**Exercise description**
Reproduce the line containing "gmao-rreichle, line 142: I" and every line after it through the end of the records. Include nothing else.

(Stored data entries)

PR #96, opened 2025-05-19
Add model-based QC for MODIS SCF observations

amfox37:
Analysis of MODIS Aqua and Terra snow cover fraction (SCF) observations showed many "bad" (high) observations were passing existing QC using observation QC flags, even when using the most conservative settings. 
Following existing templates for model-based QC we have added a subroutine to replace predicted `asnow` observations with a  missing value when temperature of soil layer 1 exceeds a hardwired threshold. 
After some sensitivity testing this threshold is currently set to 10 degrees C. 

Successfully 0-diff tested by @gmao-rreichle after https://github.com/GEOS-ESM/GEOSldas_GridComp/pull/96/commits/59aa257eb4eeb226ae3239e82ab9e5aa8534c21b
(For tests with aggressive builds, the "catparam" file comparison failed within roundoff for **cdcr1**.)


gmao-rreichle:
Thanks, @amfox37, for putting this together.  I just added a small change (https://github.com/GEOS-ESM/GEOSldas_GridComp/pull/96/commits/59aa257eb4eeb226ae3239e82ab9e5aa8534c21b) which I think is critical when running **only** SCF assimilation.   Please double-check. 
cc: @lcandre2

amfox37:
> Thanks, @amfox37, for putting this together. I just added a small change ([59aa257](https://github.com/GEOS-ESM/GEOSldas_GridComp/commit/59aa257eb4eeb226ae3239e82ab9e5aa8534c21b)) which I think is critical when running **only** SCF assimilation. Please double-check. cc: @lcandre2

Yes, I've double checked and this is now working when you only have SCF obs and with update_type 11. My bad for not checking this before - obviously I had multiple obs types in the obs_param namelist so`get_tp_l` was being called...

gmao-rreichle (approved):

PR #104, opened 2025-06-05
Update some defaults in LDASsa_DEFAULT_inputs_*.nml files

gmao-rreichle:
Some of the default values for obs parameters and forcing perturbations in the LDASsa_DEFAULT_inputs_*.nml were out of sync with the values used in the latest SMAP L4_SM Version 8 algorithm.  This PR updates the default values to match those in L4_SM.


gmao-rreichle:
@gmao-qliu, @amfox37 : I started this PR in an attempt to clean up the default values of the obs parameters.  Ideally, users only need to turn on/off the "getinnov", "scale", and "assim" flags and don't have to worry about the nitty-gritty settings.  
@amfox37 : Please take a look at the SMAP Tb species parameters and compare to what you use for SMOS assimilation.  We probably need to update the SMOS parameters accordingly. 
@gmao-qliu : For SMOS ("fit"), what is the correct RTM_id?  Should we use RTM_id=2 or 3?  

```
! %RTM_ID         = ID of radiative transfer model to use for Tb forward modeling
!                   (subroutine get_obs_pred()) 
!                     0 = none
!                     1 = L-band tau-omega model as in De Lannoy et al. 2013 (doi:10.1175/JHM-D-12-092.1) (SMOS)
!                     2 = same as 1 but without Pellarin atm corr (SMAP)
!                     3 = same as 1 but with Mironov and SMAP L2_SM pol mixing (SMOS)
!                     4 = same as 3 but without Pellarin atm corr (targeted for SMAP L4_SM Version 8)

```

amfox37:
For the SMOS ("fit") values I used the values that I _think_ @gmao-qliu suggested having used them in her previous testing 6 months ago, which are very like the SMAP values. I don't recall making any changes myself, and I must admit I hadn't  looked at the previous default values until just now. If we should be using RTM_id 2 or 3 then I've been using the wrong one as I've used 4. Also, the errstd I've used is 4 and more than double than the previous default (1.5)... 

If these updated values I have just used are the settings that we actually want, the changes required to the default look like:

`%RTM_ID         = 2` changes to `= 4`
`%coarsen_pert   = .false.` changes to `=.true.`
`%errstd         = 1.5` changes to `=4.0`
`%path           = '/discover/nobackup/projects/gmao/ssd/land/l_data/SMOS/EASEv2/ESA_REPR/SMOS_M36_SCLF1C_fit_nosky_noatm_v620_ESA_v102/SMOS_fit_poly2/'` changes to `= '/discover/nobackup/projects/gmao/smap/SMAP_Nature/SMOS/EASEv2/ESA/SMOS_M36_SCLF1C_fit_nosky_noatm_v724    _ESA_v102/SMOS_fit_poly2/'`

gmao-qliu:
I think it makes sense to use the same RTM_ID setting for SMOS as for SMAP, since we only use one set of mwRTM.

amfox37:
I can confirm that the default setting here match what was used in the land sweeper runs for MODIS scf and ASCAT sfds - with the minor exception that I was using incorrect orbit flags for ASCAT. It should be 3 (asc and desc) as per the default. But I believe these aren't actually used at any stage in the reading/scaling/assimilation of the ASCAT obs so won't have impacted anything. 
The CYGNSS values agree with what I've been using in testing at this stage.

gmao-qliu:
I can also confirm that the updated DEFAULT input files are good.

biljanaorescanin (approved):

PR #106, opened 2025-06-06
Specify only ntasks_model for SLURM resource request

weiyuan-jiang:
Revise ldas_setup and lenkf_j_template.py so that only "ntasks" is specified in SLURM directives.  Previously, "nodes" and "ntasks-per-node" were specified.  

By specifying only "ntasks", SLURM can efficiently allocate the appropriate number of either Milan or Cascade Lake nodes.  

Previously, by specifying "ntasks-per-node" we had to either (i) effectively constrain to Milan nodes (nodes=1, ntasks-per-node=126) or (ii), by choosing ntasks-per-node=46 and nodes=3, end up with a potentially very wasteful allocation of several Milan nodes if Cascade Lakes are too busy (depending on how exactly SLURM translates these directives into allocations).  

The downside of specifying only "ntasks" is that we can no longer set up OSERVER via ldas_setup.  But OSERVER turned out not to provide any efficiency gains for LDAS and was never used in practice.  Note that manual editing of the lenkf.j job file (after running ldas_setup) still allows for the use of OSERVER.

---

Successfully 0-diff tested by @gmao-rreichle.   For the assim tests, results were not 0-diff because of layout changes caused by the present PR.  (Results for assimilation runs have been layout-dependent for a long time.)  The non-0-diff results are within roundoff and scientifically correct. 

Impact on automated nightly tests: The line that specifies "ntasks-per-node" needs to be removed from the ./run/*.slurm batch input config files.

### DIFF
--- a/CHANGELOG.md
+++ b/CHANGELOG.md
@@ -13,7 +13,7 @@ and this project adheres to [Semantic Versioning](https://semver.org/spec/v2.0.0
 
 ### Changed
 
-- Specify ntasks_model only for slurm resource request
+- Specify only ntasks_model for SLURM resource request.
 - Revisions for handling of Nens and special nml and mwtrm path/files in coupled land-atm DAS.
 
 ### Fixed
--- a/CHANGELOG.md
+++ b/CHANGELOG.md
@@ -13,6 +13,8 @@ and this project adheres to [Semantic Versioning](https://semver.org/spec/v2.0.0
 
 ### Changed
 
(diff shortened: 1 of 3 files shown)


weiyuan-jiang:
I think we should update the night test batinp file and remove 'ntasks-per-node' item.  It is not like "daysperjob"which is almost invisible.  The unused item in the batinp file would confuse users.

PR #102, opened 2025-06-03
revisions for handling of Nens and special nml and mwtrm path/files in coupled land-atm DAS 

saraqzhang:
Revised handling of configuration parameters in coupled land-atm DAS:
- add custom special nml files for coupled land-atm DAS to GEOSldas_GridComp source code
- hardwire new mwrtm_param path (on project disk) in ldas_setup
- obtain Nens from fvsetup via command line

0-diff tests by @gmao-rreichle after commit https://github.com/GEOS-ESM/GEOSldas_GridComp/pull/102/commits/af22d9ac25f3a9c6331799d4f349582ce34ee813: 

- Intel tests passed
- GNU tests failed comparison (but so did Matt's automated nightly tests for develop, so not a concern for this PR)

PR #107, opened 2025-06-09
refactoring ldas_setup

### LINKED ISSUE #113: GEOSldas should add ntasks-per-node as an optional input
In #106, the use of `ntasks-per-node` as a required argument was removed. And for most runs this is good, as it makes things more general.

But, @biljanaorescanin found a need to return it as an *optional* argument. She was running the LDAS at c2160. In an older job, she was using like 1260 cores and 80 cores-per-node because the job needed more memory per core.

However, currently, there is not way in the input file to specify this, so a user must do it *after* the lenkf.j file is made. If you don't, the job is killed by NCCS for using too much memory on a node.

Looking at ldas_setup, there seem to be both required and optional arguments, and I think `ntasks-per-node` is a viable optional argument.

cc @weiyuan-jiang @gmao-rreichle

weiyuan-jiang:
Initial check in. The class will be broken up into smaller steps.

This PR addresses issues #113 and #134.

**Note**: The ldas_setup changes impact #54 (irrigation), #131 (routing), and #132 (CatchCN51).  Chances are that for each of these PRs, updating ldas_setup after the present PR has been merged will result in conflicts and require manual updates.


gmao-rreichle:
@weiyuan-jiang : Many thanks for getting a start on this.  Perhaps hold off on editing ldas_setup for refactoring until #102 and #106 have been merged.  With any luck, we can merge these PRs early this week.

gmao-rreichle:
@weiyuan-jiang : When you get back to this PR, please include an **optional** SLURM/PBS parameter `ntasks-per-node`, see issue #113.  Note that unless the **user** specifies a value for  `ntasks-per-node`, the default behavior should be to **not** specify an integer value for `ntasks-per-node` in the lenkf.j job file.  
I don't know if it's possible to specify `ntasks-per-node` in lenkf.j with a blank value.  If this works, I suppose we can add `ntasks-per-node` just like `constraint`.  If a blank value for `ntasks-per-node` doesn't work in lenkf.j, we need a bit more scripting than what we do for `constraint`.

cc: @mathomp4

weiyuan-jiang:
This PR addresses issue #134 and #113

weiyuan-jiang:
@gmao-rreichle I can merge PR #132 to this PR. Should I do that ?

weiyuan-jiang:
@saraqzhang Would you please test this PR in your GEOSadas run?  I expect zero-diff. Thanks

GEOSldas_App/setup_utils.py
```diff
@@ -0,0 +1,309 @@
...
+     return {}
+        
+   inpdict = OrderedDict()
+   errstr  = "line [%d] of [%s] is not in the form 'key: value'"
+   # determine which default values to pick from GEOS_SurfaceGridComp.rc
+   # must be in the format '# GEOSldas=>' or # GEOSagcm=>
+   if ladas_cpl == 0 :
+      use_rc_defaults = '# GEOSldas=>'    # use defaults for LDAS
+   else :
+      use_rc_defaults = '# GEOSagcm=>'    # use defaults for AGCM
```
gmao-rreichle: I think using the '#' character and space as part of the string is risky.  Future edits of GEOS_SurfaceGridcomp.rc may inadvertently drop the blank character after the '#' character, which would break the present script.  Rather than starting the line with '# GEOS...', why not identify the lines that contain 'GEOS....=>' as we did before?

GEOSldas_App/setup_utils.py
```diff
@@ -0,0 +1,309 @@
...
+   return inpdict
+
+def echoInputFile(inpfile, ladas_cpl = 0):
+   """
+    Echo inpfile, ignore line starts with "## "
+   """
+   if ladas_cpl == 0 :
+      use_rc_defaults = '# GEOSldas=>'    # use defaults for LDAS
+   else :
+      use_rc_defaults = '# GEOSagcm=>'    # use defaults for AGCM
```
gmao-rreichle, line 64: see comment above

gmao-rreichle: see comment above

GEOSldas_App/setup_utils.py
```diff
@@ -0,0 +1,309 @@
...
+
+   with open (inpfile) as fin :
+     for line in fin:
+        if line.startswith("## "):
```
gmao-rreichle: Similar to the comment above, it's risky to identify the line using the '## ' string.  Perhaps we simply keep these lines in the output file?  They don't hurt there.

saraqzhang:
@weiyuan-jiang @gmao-rreichle  I tested  ldas_setup  with ladas options.  It needs one fix in setup_utils.py : add  "from datetime  import timedelta ".   After the fix the experiments  are set up correctly.

gmao-rreichle:
> @weiyuan-jiang @gmao-rreichle I tested ldas_setup with ladas options. It needs one fix in setup_utils.py : add "from datetime import timedelta ". After the fix the experiments are set up correctly.

Thanks, @saraqzhang, for taking look so quickly.  @weiyuan-jiang, I added the import statement.

GEOSldas_App/setup_utils.py
```diff
@@ -0,0 +1,312 @@
...
+   """
+   if ladas_cpl == 0 :
+      use_rc_defaults = '# GEOSldas=>'    # use defaults for LDAS
+   else :
+      use_rc_defaults = '# GEOSagcm=>'    # use defaults for AGCM
+
+   with open (inpfile) as fin :
+     for line in fin:
+        if line.startswith(use_rc_defaults):
+           line = line.split(use_rc_defaults)[1]
```
gmao-rreichle: Why can't we replace this with the following and avoid the "startswith"?

```suggestion
       if use_rc_defaults in line:
          line = line.split(use_rc_defaults)[1]
```

gmao-rreichle: Combined with `use_rc_defaults = 'GEOSldas=>'`,  this would let us avoid having the '# GEOS[xxxx]=>' format with the all-important single whitespace character being in just the right place.

weiyuan-jiang: if so, we need special codes to deal with  this line https://github.com/GEOS-ESM/GEOSgcm_GridComp/blob/a6a6f9b66c452e1afb5d1c32c12e5767a2c468b8/GEOSagcm_GridComp/GEOSphysics_GridComp/GEOSsurface_GridComp/Shared/GEOS_SurfaceGridComp.rc#L10

weiyuan-jiang: Are we waiting for this PR https://github.com/GEOS-ESM/GEOSgcm_GridComp/pull/1134 ?

gmao-rreichle: @weiyuan-jiang : Yes, except the relevant PR is https://github.com/GEOS-ESM/GEOSgcm_GridComp/pull/1133. Scott said he will merge https://github.com/GEOS-ESM/GEOSgcm_GridComp/pull/1133 (and https://github.com/GEOS-ESM/GEOSgcm_GridComp/pull/1134) as soon as the CI test completes.  But there seems to be an issue with CI that cannot be related to the PRs.  I assume it will get sorted soon.  Let's wait for now.

gmao-rreichle (approved):

Issue #103, opened 2025-06-04
Stretched Grid offline ldas runs


biljanaorescanin:
During stretched grid runs, an issue arises in the history processing because `GEOSldas` does not recognize or account for stretched-grid properties during the `HISTORY.rc` handling. Restarts were not affected. 

LDAS.rc needs these 3:

`GEOSldas.STRETCH_FACTOR:   `       
`GEOSldas.TARGET_LON:    `           
`GEOSldas.TARGET_LAT:      `         

NOTE: For GCM these were added to `AGCM.rc`

PR #109, opened 2025-06-11
added stretch grid items to LDAS.rc

weiyuan-jiang:
Addresses #103


gmao-rreichle:
@biljanaorescanin : Can you please verify that the new functionality works for you?  I suppose you don't have to run the full set of tests.  I should be enough to run ldas_setup for a regular and a stretched cube-sphere tile space and verify the resulting LDAS.rc.  Thanks!

biljanaorescanin:
This PR will do what it needs to and from setup for offline stretched grid run now I have all I need to run in `LDAS.rc`.
Regression tests are zero diff, I only run Intel but I think that is enough.

biljanaorescanin (approved):

PR #111, opened 2025-06-12
minor fixes for ObsFcstAna postprocessing package

gmao-rreichle:


amfox37:
I've been using this package quite extensively over the last few days and it seems great for my use cases at least.
The only question I have is whether the Plot_stats_timeseries.py should combine all species into a single mean by default 
i.e. `OmFm  = np.nansum(OmFm*Nobsm)/Nobsm`
As this then means the spatial_stats file is a little inconsistent with the temporal_stats file which has output by species.

GEOSldas_App/util/postproc/ObsFcstAna_stats/Plot_stats_maps.py
```diff
@@ -171,6 +138,8 @@ def plot_OmF_maps(postproc_obj, stats, fig_path='./'):
 # -----------------------------------------------------------------------------------------------
     
 if __name__ == '__main__':
+
+    # Plot maps of long-term temporal stats
```
gmao-rreichle, line 142: I deleted the application of the Nmin threshold from compute_temporal_stats_from_sums().  The Nmin=20 value was far too hidden in the depths of the calculation there.  The threshold still needs to be applied here, but I didn't implement it.  First, we need to find a good place for the specification of the Nmin value.   It could be put into user_config.py, but since Nmin can be applied at the very end (when stats are plotted), we could also put it into the main() function in Plot_stats_maps.py.   More generally, we need to settle on where exactly we want the user to edit the scripts' parameters.

GEOSldas_App/util/postproc/ObsFcstAna_stats/Get_ObsFcstAna_stats.py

**Solution to the problem**
gmao-rreichle, line 142: I deleted the application of the Nmin threshold from compute_temporal_stats_from_sums().  The Nmin=20 value was far too hidden in the depths of the calculation there.  The threshold still needs to be applied here, but I didn't implement it.  First, we need to find a good place for the specification of the Nmin value.   It could be put into user_config.py, but since Nmin can be applied at the very end (when stats are plotted), we could also put it into the main() function in Plot_stats_maps.py.   More generally, we need to settle on where exactly we want the user to edit the scripts' parameters.

GEOSldas_App/util/postproc/ObsFcstAna_stats/Get_ObsFcstAna_stats.py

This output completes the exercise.